In Coln, the Court endorsed the principles contained in the Restatement (Second) of Torts § 343(A). This section provides guidance:

(1) A possessor of land is not liable to his invitees for physical harm caused to them by any activity or condition on the land whose danger is known or obvious to them, unless the possessor should anticipate the harm despite such knowledge or obviousness.

Thus, a premises owner may owe a duty to visitors if the owner can anticipate harm, even if a hazard is open and obvious. "Such reason to expect harm to the visitor from known or obvious dangers may arise, for example, where the possessor has reason to expect that the invitee's attention may be distracted, so that he will not discover what is obvious, or will forget what he has discovered, or fail to protect himself against it." Restatement (Second) of Torts, § 343(A) (comment f). Generally, "[a] risk is unreasonable and gives rise to a duty to act with due care if the foreseeable probability and gravity of harm posed by defendant's conduct outweigh the burden upon defendant to engage in alternative conduct that would have prevented the harm." McCall v. Wilder, 913 S.W.2d 150, 153 (Tenn.1995) (citation omitted).

While the evidence indicates that the depression in the paved area was an open and obvious condition, under the principles announced in Coln, however, appellees owed a duty to appellant. Although the depression was in a "through-way" part of the parking lot and not a main parking area, it was foreseeable that people would cross that area to get to the field. Additionally, the baseball clinic was conducted with the knowledge and permission of at least one of the appellees, and it was reasonable to expect that the pedestrians crossing the parking lot might be distracted by vehicular traffic. Appellee Bradley stated that he knew that participants would walk in this area to reach the clinic. He also knew of the depression in this area. Given the pedestrian traffic in this area and the risk of injury, the cost of some type of repair or warning would not have been overly burdensome.
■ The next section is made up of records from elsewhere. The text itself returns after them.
PR #105, opened 2017-02-02
67: Repo pagination

katiefenn:
- New PageLinks component
- Added feature to fetchRepositories handler to transform and pass on
  page links from GitHub API
- Split FETCH_REPOSITORIES_SUCCESS from SET_REPOSITORIES to clean up a
  side-effect
- Repositories are now cleared from store when loading new pages
- New and updated unit tests

### DIFF
--- a/src/common/actions/repositories.js
+++ b/src/common/actions/repositories.js
@@ -8,7 +8,7 @@ export const FETCH_REPOSITORIES = 'FETCH_REPOSITORIES';
 export const FETCH_REPOSITORIES_SUCCESS = 'FETCH_REPOSITORIES_SUCCESS';
 export const FETCH_REPOSITORIES_ERROR = 'FETCH_REPOSITORIES_ERROR';
 export const SET_REPOSITORIES = 'SET_REPOSITORIES';
-export const SET_PAGE_LINKS = 'SET_REPOSITORY_PAGE_LINKS';
+export const SET_REPOSITORY_PAGE_LINKS = 'SET_REPOSITORY_PAGE_LINKS';
 
 export function setRepositories(repos) {
   return {
@@ -89,7 +89,7 @@ export function fetchRepositoriesError(error) {
 
 export function setPageLinks(pageLinks) {
   return {
-    type: SET_PAGE_LINKS,
+    type: SET_REPOSITORY_PAGE_LINKS,
     payload: pageLinks
   };
 }
--- a/src/common/actions/repositories.js
+++ b/src/common/actions/repositories.js
@@ -5,8 +5,10 @@ import { conf } from '../helpers/config';
 const BASE_URL = conf.get('BASE_URL');
 
 export const FETCH_REPOSITORIES = 'FETCH_REPOSITORIES';
+export const FETCH_REPOSITORIES_SUCCESS = 'FETCH_REPOSITORIES_SUCCESS';
 export const FETCH_REPOSITORIES_ERROR = 'FETCH_REPOSITORIES_ERROR';
 export const SET_REPOSITORIES = 'SET_REPOSITORIES';
+export const SET_PAGE_LINKS = 'SET_REPOSITORY_PAGE_LINKS';
 
 export function setRepositories(repos) {
   return {
@@ -35,14 +37,21 @@ function checkStatus(response) {
   }
 }
 
-export function fetchUserRepositories() {
+export function fetchUserRepositories(pageNumber) {
   return (dispatch) => {
+    let urlParts = [BASE_URL, 'api/github/repos'];
+
+    if (pageNumber) {
+      urlParts.push('page/' + pageNumber);
+    }
 
     dispatch({
       type: FETCH_REPOSITORIES
     });
 
-    return fetch(`${BASE_URL}/api/github/repos`, {
+    dispatch(setRepositories([]));
+
+    return fetch(urlParts.join('/'), {
       headers: { 'Content-Type': 'application/json' },
       credentials: 'same-origin'
     })
@@ -53,9 +62,20 @@ export function fetchUserRepositories() {
             throw getError(response, result);
           }
           dispatch(setRepositories(result.payload.repos));
+          dispatch(fetchRepositoriesSuccess());
+
+          if (result.pageLinks) {
+            dispatch(setPageLinks(result.pageLinks));
+          }
         });
       })
       .catch(error => dispatch(fetchRepositoriesError(error)));
+  };
+}
+
+export function fetchRepositoriesSuccess() {
+  return {
+    type: FETCH_REPOSITORIES_SUCCESS
   };
 }
 
@@ -64,5 +84,12 @@ export function fetchRepositoriesError(error) {
     type: FETCH_REPOSITORIES_ERROR,
     payload: error,
     error: true
+  };
+}
+
+export function setPageLinks(pageLinks) {
+  return {
+    type: SET_PAGE_LINKS,
+    payload: pageLinks
   };
 }
--- a/src/common/components/page-links/index.js
+++ b/src/common/components/page-links/index.js
@@ -1,0 +1,63 @@
+import React, { Component, PropTypes } from 'react';
+
+import styles from './styles.css';
+
+const LINK_LABEL_OPTIONS = ['first', 'prev', 'next', 'last'];
+
+export default class PageLinks extends Component {
+
+  render() {
+    const renderLink = this.renderLink.bind(this);
+
+    let links = LINK_LABEL_OPTIONS.map((item) => {
+      return renderLink(
+        this.props[item],
+        item
+      );
+    });
+
+    return (
+      <ul className={ styles.container }>
+        { links }
+      </ul>
+    );
+  }
+
+  renderLink(item, label) {
+    let url;
+
+    if (typeof item == 'string') {
+      url = item;
+    }
+
+    if (typeof item == 'undefined') {
+      return (
+        <li key={ label } className={ styles.link }>
+          <div>
+            { label }
+          </div>
+        </li>
+      );
+    }
+
+    return (
+      <li key={ label } className={ styles.link }>
+        <a href={ url } onClick={ this.onClick.bind(this, item) }>
+          { label }
+        </a>
+      </li>
+    );
+  }
+
+  onClick(item) {
+    this.props.onClick(item);
+  }
+}
+
+PageLinks.propTypes = {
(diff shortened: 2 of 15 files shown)


src/common/actions/repositories.js
```diff
@@ -5,8 +5,10 @@ import { conf } from '../helpers/config';
 const BASE_URL = conf.get('BASE_URL');
 
 export const FETCH_REPOSITORIES = 'FETCH_REPOSITORIES';
+export const FETCH_REPOSITORIES_SUCCESS = 'FETCH_REPOSITORIES_SUCCESS';
```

Thus, the evidence supports the conclusion that appellees owed a duty to appellant, despite the obvious nature of the hazard.

The Trial Court also concluded that reasonable minds would not differ that the appellant's negligence was greater than that of the appellees. Under Coln, a directed verdict "remains appropriate if the court evaluates the evidence in a light most favorable to the plaintiff and determines that reasonable minds could not differ in finding that the fault of the plaintiff was equal or greater than the fault of the defendant." 966 S.W.2d at 43.

The evidence shows that appellant failed to see the uneven condition of the pavement before he fell, and that it was a clear day and there was nothing obstructing appellant's view. His attention, however, was diverted by two events. Under these circumstances, it was error to grant the directed verdict. A trier of fact should have been permitted to allocate percentages of fault and evaluate the parties' conduct. Accordingly, we reverse the judgment of the Trial Court and remanded *855 for a new trial with cost of the cause assessed to appellees.

DON T. McMURRAY, J., and WILLIAM H. INMAN, Sr.J., concur.